Anybody own the Ridgid compact "one handed" 3 amp sawzall? I've been eyin that one as its compact for tight spaces!


----------



## gear junkie (Jun 20, 2008)

I have the dewalt 4 postion blade chuck sawzall, dremel, angle grinder and ridgid job max. Between all that, not much I haven't been able to cut.


----------



## shlomy81 (Apr 23, 2012)

I've got a rigid compact live it for tight spaces cutting PVC one handed it's great


----------



## PlumberDave (Jan 4, 2009)

Shoot'N'Plumber said:


> Anybody own the Ridgid compact "one handed" 3 amp sawzall? I've been eyin that one as its compact for tight spaces!

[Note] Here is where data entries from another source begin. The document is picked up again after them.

PR #430, opened 2024-12-20
Autostarting lifecycle nodes and example launch file demo

### LINKED ISSUE #418: Create option for automatic bringup of lifecycle nodes in launch_ros API
#### Feature description

Currently, transitioning up a lifecycle node can be done via an external node, lifecycle manager, or using Opaque functions with some rather nasty looking boilerplate with events. The event-based solution only works for `LifecycleNode` as that has the implementations for getting the states required. However, a `ComponentNode` can also be a lifecycle node and there is no way to my knowledge to perform lifecycle operations in launch_ros directly on the `ComponentNode` object. 

It would be nice if there was a `LifecycleNode` and `ComponentNode` field for `active_on_bringup` (or eq.) that incorporated this boilerplate to make this easier as many users of lifecycle nodes don't truly care to transition up and control the lifecycle of all their programs with such granularity.   

I don't think there are any unique implementation considerations.

SteveMacenski:
This resolves #418 which implements autostarting lifecycle nodes. This is complete and ready for a review 

You'll notice a couple of key changes worth explaining:

1. There is a new `is_lifecycle_node` attribute of the node and lifecycle nodes which is needed to remove a circular dependency on the LifecycleNode within the `LifecycleTransition` class which only is type checking. I replace this type check with checking if a non-None object (1) has the attribute at all and (2) has a lifecycle attribute with appropriate logging between the difference of a non-lifecycle node being attempted vs a non-node. This has been tested as well to function using the demos. 

2. You will also notice that I refactored lifecycle node to have a separate util `LifecycleEventManager`, who handles the event emitting, handling, and topic listening for lifecycle nodes. This way, this can be used in lifecycle-components as well! No changes were made here except removing the `self.__current_state` variable which was completely unused. The `LifecycleEventManager` is only created if the node requests autostart at Launch time and otherwise has no overhead nor exposes the interfaces/event handler/emitter if its a non-lifecycle node. 

3. The component nodes don't add a `/` before the node names with the namespaces. This messes with the node event matcher. I add in a leading `/` so that the `action.node_name == node_name` which has the `/` forcably applied in the node event matcher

They call it feiguo? it has a place in the toolbox right by the m12 hackzall the issue with these is the short stroke 5/8"? you have to push the guard into the work, a lot more important then with the bigger saws. Once you figure this out they are both good tools in tight places.


----------



## voncube (Sep 28, 2014)

I have the hackzall and the sawzall from milwaukee. Both are great in the M18 but the hackzall is great for cutting in small spaces and short pipe too. Cant complain about the warranty. Batteries and tools warrantied!


----------



## Leach713 (Nov 1, 2013)

I love my hackzall m18 xc


----------



## Plumberdood1 (Apr 23, 2014)

We just switched to millwalkie m18 from Dewalt. Love the hacksawl. The led flood light is awesome .


----------



## Steveking (May 16, 2014)

Have the 18v 12 v and the new 12v fuel which is awesome comes with the larger battery battery life is longer and just as powerful as the 18v hacksaw


----------



## budders (May 19, 2013)

No joke that led flood light is the best light on the market.


----------



## pianoplumber (Apr 19, 2014)

went through two 12 volt hakzalls in two days when they came out. My tool supplier claims that the M18 is the best cordless tools currently. My M18 hackzall holds up to tasks and my apprentices love the handiness of it. I try to make them use a corded sawzall if they can, but they wanna use the one-handed guy. so far, the M18 version holds up much, much better than the old 12 volt piece of crap. It is worth the investment if you do service work or remodeling.


----------



## evilcyrus (Apr 27, 2009)

If u look at ur m12 from top u will see motor... N two leads to it ... If u take it apart one lead (maybe both). will be semi broken as those connections r junk ... Resolder up the leads on motor be carefull u dont break off tabs to motor a there also junk n i gureeeentee u will have a working m12. Hackcrap , im on 3rd one n last too experniced problem (reason im on 3rd due to low lifes that break in to peoples trucks n steal there bread that feeds there familys)


----------



## rjbphd (Feb 5, 2010)

evilcyrus said:


> If u look at ur m12 from top u will see motor... N two leads to it ... If u take it apart one lead (maybe both). will be semi broken as those connections r junk ... Resolder up the leads on motor be carefull u dont break off tabs to motor a there also junk n i gureeeentee u will have a working m12. Hackcrap , im on 3rd one n last too experniced problem (reason im on 3rd due to low lifes that break in to peoples trucks n steal there bread that feeds there familys)


Still have my 12v Hackzall... for cutting bread


----------